After the announcement that she had pancreatic cancer, Mankiller said she was ''mentally and spiritually prepared for this journey.''

''I learned a long time ago that I can't control the challenges the creator sends my way, but I can control the way I think about them and deal with them,'' she said in a March 2010 statement released by the tribe.

''On balance, I have been blessed with an extraordinarily rich and wonderful life, filled with incredible experiences.''

Mankiller succeeded former Chief Ross Swimmer, who left at midterm in 1985 for a job in the Bureau of Indian Affairs. She was re-elected in a landslide four years later, with 83 percent of the vote. She decided not to seek re-election in 1995 and accepted a teaching position at Dartmouth College in Hanover, N.H., where she held an honorary degree.

Among her other honors was a Presidential Medal of Freedom -- the nation's highest civilian award -- presented by Clinton in 1998.

Born at W.W. Hastings Indian Hospital in Tahlequah, Mankiller moved with her family to San Francisco in the 1950s when their farm in Adair County failed. The pledge of opportunity turned out to be a life of poverty in a housing project.

She married Ecuadoran accountant Hector Olaya in 1963, and they had two daughters, Felicia, born in 1964, and Gina, born in 1966.

Mankiller moved back to her family's land in Oklahoma after divorcing Olaya in 1975, and she married Soap in 1986.

In 1969, she got what she called ''an enormous wake-up call'' and took her first step into Indian activism by participating in the 19-month occupation of Alcatraz Island.

Seventy-nine Native Americans took over the site of the former federal prison to protest a policy that terminated the federal government's recognition of tribal sovereignty and the exclusion of Indians from state laws.
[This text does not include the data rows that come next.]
Issue #2046, opened 2020-06-22
NPE on cancel out of "Rename Macro Group..."


bubblobill:
**Describe the bug**
Cancel out of "Rename Macro Group..." dialog produces NPE

**To Reproduce**
1. Go to selected panel
2. Right Click on macro group, select "Rename Macro Group..."
3. Click Cancel

**Expected behavior**
No change

java.lang.NullPointerException
	at net.rptools.maptool.client.ui.macrobuttons.buttongroups.ButtonGroupPopupMenu$RenameGroupAction.actionPerformed(ButtonGroupPopupMenu.java:647)
	at java.desktop/javax.swing.AbstractButton.fireActionPerformed(AbstractButton.java:1967)
	at java.desktop/javax.swing.AbstractButton$Handler.actionPerformed(AbstractButton.java:2308)
	at java.desktop/javax.swing.DefaultButtonModel.fireActionPerformed(DefaultButtonModel.java:405)
	at java.desktop/javax.swing.DefaultButtonModel.setPressed(DefaultButtonModel.java:262)
	at java.desktop/javax.swing.AbstractButton.doClick(AbstractButton.java:369)
	at de.muntjak.tinylookandfeel.TinyMenuItemUI.doClick(Unknown Source)
	at de.muntjak.tinylookandfeel.TinyMenuItemUI$MouseInputHandler.mouseReleased(Unknown Source)
	at java.desktop/java.awt.Component.processMouseEvent(Component.java:6589)
	at java.desktop/javax.swing.JComponent.processMouseEvent(JComponent.java:3342)
	at java.desktop/java.awt.Component.processEvent(Component.java:6354)
	at java.desktop/java.awt.Container.processEvent(Container.java:2261)
	at java.desktop/java.awt.Component.dispatchEventImpl(Component.java:4966)
	at java.desktop/java.awt.Container.dispatchEventImpl(Container.java:2319)
	at java.desktop/java.awt.Component.dispatchEvent(Component.java:4798)
	at java.desktop/java.awt.LightweightDispatcher.retargetMouseEvent(Container.java:4914)
	at java.desktop/java.awt.LightweightDispatcher.processMouseEvent(Container.java:4543)
	at java.desktop/java.awt.LightweightDispatcher.dispatchEvent(Container.java:4484)
	at java.desktop/java.awt.Container.dispatchEventImpl(Container.java:2305)
	at java.desktop/java.awt.Window.dispatchEventImpl(Window.java:2772)
[...]

PR #2145, opened 2020-08-02
Fix for Rename Macro Group cancellation causing NPE #2046

ebudai:
fikes #2046 
null check inserted

---
This change is [Reviewable](https://reviewable.io/reviews/rptools/maptool/2145)


Phergus:
@ebudai  when working on issues opened by others, add a comment to it that you are going to work on it. Thanks.

PR #2147, opened 2020-08-03
minor perf improvement - change keySet() to entrySet() or values() #2135

ebudai:
This change is [Reviewable](https://reviewable.io/reviews/rptools/maptool/2147)

### DIFF
--- a/src/main/java/net/rptools/lib/swing/ImagePanel.java
+++ b/src/main/java/net/rptools/lib/swing/ImagePanel.java
@@ -406,9 +406,9 @@ public class ImagePanel extends JComponent
   }
 
   protected int getImageIndexAt(int x, int y) {
-    for (Rectangle rect : imageBoundsMap.keySet()) {
-      if (rect.contains(x, y)) {
-        return imageBoundsMap.get(rect);
+    for (var imageBounds : imageBoundsMap.entrySet()) {
+      if (imageBounds.getKey().contains(x, y)) {
+        return imageBounds.getValue();
       }
     }
     return -1;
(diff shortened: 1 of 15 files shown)


Phergus:
___
*[src/main/java/net/rptools/maptool/client/functions/TokenLightFunctions.java, line 186 at r1](https://reviewable.io/reviews/rptools/maptool/2147#-MDqptWSBqiBLbzYq3NH:-MDrDVCGAwQe0badheIQ:bx3ga3h) ([raw file](https://github.com/rptools/maptool/blob/939d6595ef1ac12ad937e17270775ec2247cd403/src/main/java/net/rptools/maptool/client/functions/TokenLightFunctions.java#L186)):*
<details><summary><i>Previously, ebudai (Eric Budai) wrote…</i></summary><blockquote>

its always false
</blockquote></details>

How do you figure that?  Run `[getLightSource("Generic", "*")]` on a token with generic light source and it will return true.  Myself, I would have used `"*".equals(name)` out of an abundance of caution but that's neither here nor there.

Phergus:
___
*[src/main/java/net/rptools/maptool/client/functions/TokenLightFunctions.java, line 186 at r1](https://reviewable.io/reviews/rptools/maptool/2147#-MDqptWSBqiBLbzYq3NH:-MDtckUX5qoKxlJ1giAg:byvbo0f) ([raw file](https://github.com/rptools/maptool/blob/939d6595ef1ac12ad937e17270775ec2247cd403/src/main/java/net/rptools/maptool/client/functions/TokenLightFunctions.java#L186)):*
<details><summary><i>Previously, ebudai (Eric Budai) wrote…</i></summary><blockquote>

we are in a block in which category.equals("*") is true.  
On line 176:
if (category.equals("*") && name.equals("*")) {
   return token.hasLightSources();
 }
This means that if name.equals(*) is true, we have returned, so name.equals(*) must always be false (here).

I agree about *.equals(category).  I'll change that now.
</blockquote></details>

You're right.  I was confusing what was being changed with the first if() check.

PR #536, opened 2018-07-19
Return view from schedule, replace time_seq.

### LINKED ISSUE #504: Merge `schedule` and `time_seq`
The two classes/wrappers provide nearly identical functionality in different circumstances. The only significant difference comprises:
*  `time_seq` presents a queue interface to time values, avoiding the heap allocations of
*  `schedule`, which returns vectors of time values in an interval, to avoid per-time point virtual function call overheads.

If we replaced the `vector`-returning interface of `schedule` with a const pointer/iterator pair to mutable data, the two interfaces could be merged and we would have a low-overhead bulk method and a queue interface in the same classes.

halfflat:
Reduce redundant functionality across event_generator, time_seq
and schedule by providing a low-heap overhead interface to schedule
and using that for time sequences in event_generator and specialized
cell groups.

* Have schedule return pair of pointers as view to generated times.
* Fix missing DEBUG/TRACE functionality.
* Use rate instead of mean_dt for Poisson schedule.
* Move merge_events() functionality to simulator.cpp.
* Migrate event_generator to event span interface.
* Migrate tourney_tree to event span interface.
* Only invoke tournet_tree merge if generators have events in the epoch.
* Use schedule for times in event_generator implementations.
* Replace seq_generator with explicit_generator that keeps a copy of events.
* Replace vector_backed_generator and poisson_generator with schedule_generator.
* Replace time_seq uses with schedule.
* Add default empty schedule.
* Move rounding error test for regular time sequence into schedule test.

Fixes #504


bcumming:
I am concerned with choosing to return events as a pointer range.

I feel that it is a more complicated design that an iterator oriented solution, however I don't know if it is justified.

The reason for doing this is optimization to avoid per-event virtual call overheads, however:
1. we don't have any evidence that these are actually an overhead that we have to avoid. Measurements of the poisson generator showed that all the overheads were in the random number generation.
2. I doubt that avoiding virtual calls compensates for the overheads of memory allocation and cache pressure associated with storing all pending events in buffers.

We would like users to be able to prescribe time point sequences, and this is much easier for an iterator solution.
We could write adaptors for user-supplied iterator based methods, but I am afraid that this is additional complexity that isn't justified.

halfflat:
Well, I honestly don't think the range approach is so complicated as to need an adaptor; if it is, then it's easy to make one, that's all.

This interface was chosen because it: does avoid virtual call overheads in event generation; and was the smallest adaption from the existing schedule code interface. Rather than have two different time point generation interfaces, it is certainly better to have one unless there are deleterious performance considerations.

bcumming:
I agree that we should have a single time sequence generation interface. That isn't the issue.

I think that the most complicated one has been selected: a pointer range return type requires that each generator maintain a `std::vector` (or similar) buffer internally. It minimised changes to event schedule code, at the expense of increasing changes to all code that used time sequences.

halfflat:
I chose the schedule interface because it was around longer and had more tests associated with it. I think it also has some inherent advantages (batched generation minimizing virtual calls). Do you really want me to redo everything with the queue approach?

bcumming:
I would like to have had this discussion before starting on it.

The event delivery and sampling code used to be pretty much identical, until I spent a lot of time and testing refactoring the event delivery for performance. What we had was quite well optimised, and I had in mind to make a similar refactoring of the sampling code, which would have been a good time to discuss the pros and cons of the two approaches.

halfflat:
I had the ticket up, with a proposed solution, said I was going to do it on slack. Look, I'll nuke the PR and rehash everything in terms of queues.

But I do resent having existing code duplicated in functionality in the first place: if the schedule code could not be made efficient (I believe, based on some testing, that the current view approach is just as efficient), then it should have been changed, and then used elsewhere. This would have avoided a confusion between two APIs, different unit tests, etc. etc.

halfflat:
Reopened (as per pers. comm.), updated branch along code-comment lines, updating documentation for the event generator example and the scheduling API document.

halfflat:
Reopening as per pers. comm.

halfflat:
Rebased on master, updated relevant docs, address code PR comments.

PR #547, opened 2018-07-25
Remove `memory::array` from `arb::tree`

bcumming:
This small refactor simplifies the interface and implementation of the `tree` type.
* use `std::vector` instead of `memory::array` for internal storage in `arb::tree`
* return a `util::range` intstead of a view for `tree::children(int)`
* remove unused functionality for changing the root of a tree.

### DIFF
--- a/arbor/tree.hpp
+++ b/arbor/tree.hpp
@@ -99,9 +99,11 @@ public:
         return children_;
     }
 
-    /// return the list of all children of branch b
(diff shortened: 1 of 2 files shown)


bcumming:
The tree rebalancing code was implemented way back in the day when I was experimenting and thought it might be useful.
To this day, nobody has needed to use it! Deleting that functionality didn't break any tests or miniapps, so out it went.

PR #548, opened 2018-07-25
fix profiler

noraabiakar:
Add initialize method to the profiler to set up the needed threading parameters given a simulation's task system.

### DIFF
--- a/arbor/profile/profiler.cpp
+++ b/arbor/profile/profiler.cpp
@@ -3,10 +3,12 @@
 #include <ostream>
 
 #include <arbor/profile/profiler.hpp>
+#include <arbor/arbexcept.hpp>
 
 #include "threading/threading.hpp"
 #include "util/span.hpp"
 #include "util/rangeutil.hpp"
+#include "util/strprintf.hpp"
 
 namespace arb {
 namespace profile {
@@ -83,6 +85,8 @@ public:
 class profiler {
     std::vector<recorder> recorders_;
 
+    std::unordered_map<std::thread::id, std::size_t> thread_ids_;
+
     // Hash table that maps region names to a unique index.
     // The regions are assigned consecutive indexes in the order that they are
     // added to the profiler with calls to `region_index()`, with the first
@@ -96,9 +100,14 @@ class profiler {
     // Used to protect name_index_, which is shared between all threads.
     std::mutex mutex_;
 
+    // Flag to indicate whether the profiler has been initialized with the task_system
+    bool init_ = false;
+
 public:
     profiler();
+    profiler(unsigned nthreads);
 
+    void initialize(task_system_handle& ts);
     void enter(region_id_type index);
     void enter(const char* name);
     void leave();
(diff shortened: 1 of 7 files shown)


arbor/profile/profiler.cpp
```diff
@@ -96,9 +100,14 @@ class profiler {
     // Used to protect name_index_, which is shared between all threads.
     std::mutex mutex_;
 
+    // Flag to indicate whether the profiler has been initialized with the task_system
+    bool init_ = false;
+
 public:
     profiler();
+    profiler(unsigned nthreads);
```
bcumming: I think the profiler should simply default construct to uninitialized state. A constructor that takes a number of threads while leaving it uninitialized is a bit confusing.

arbor/profile/profiler.cpp
```diff
@@ -169,17 +178,33 @@ profiler::profiler() {
...
+
+void profiler::initialize(task_system_handle& ts) {
+    recorders_.resize(ts.get()->get_num_threads());
+    thread_ids_ = ts.get()->get_thread_ids();
+    init_ = true;
+}
+
 void profiler::enter(region_id_type index) {
-    recorders_[threading::thread_id()].enter(index);
+    if(!init_)
```
bcumming: Style point: curly braces `{}` for `if` statements.

arbor/profile/profiler_macro.hpp
```diff
@@ -4,6 +4,9 @@
 
 #ifdef ARB_HAVE_PROFILING
 
+    // initialize profiler
+    #define PI(ts) arb::profile::profiler_initialize(ts)
```
bcumming: The convenience macros `PE` and `PL` are defined to make them easier to type and less invasive in code.
I don't think a macro is needed for initializing the profiler, because it will only be done once, and it is nice to be clear/explicit about it.

arbor/simulation.cpp
```diff
@@ -220,6 +220,7 @@ time_type simulation_state::run(time_type tfinal, time_type dt) {
     // If spike exchange and cell update are serialized, this is the
     // minimum delay of the network, however we use half this period
     // to overlap communication and computation.
+    PI(task_system_);
```
bcumming: This should be done in the calling code.

The profiler is turned on/off, started/stopped etc by the calling code. In our case this will be in the miniapps.

arbor/profile/profiler.cpp
```diff
@@ -169,17 +178,33 @@ profiler::profiler() {
...
+        throw arbor_exception(util::pprintf(
+                "Profiler not initialized with correct task_system parameters"));
+    recorders_[thread_ids_.at(std::this_thread::get_id())].enter(index);
 }
 
 void profiler::enter(const char* name) {
+    if(!init_)
```
bcumming: How about just returning if uninitialized? That way if the application has been compiled with profiler support on, but the user does not initialize the profiler, nothing is recorded.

The policy was based on the belief that Native Americans would be better off if they assimilated as individuals into mainstream American society. Federal officers removed the remaining protesters in June 1971.

As chief, Mankiller was less of an activist and more of a pragmatist. She was criticized for focusing almost exclusively on social programs, instead of pushing for smoke shops and high-stakes gaming.

In her autobiography, Mankiller said she wanted to be remembered not just for being the tribe's first female chief but for emphasizing that Cherokee values can help solve contemporary problems.

''Friends describe me as someone who likes to dance along the edge of the roof,'' she wrote. ''I try to encourage young women to be willing to take risks, to stand up for the things they believe in, and to step up and accept the challenge of serving in leadership roles.''

A memorial service has been scheduled for Saturday at 11 a.m. at the Cherokee Nation Cultural Grounds in Tahlequah.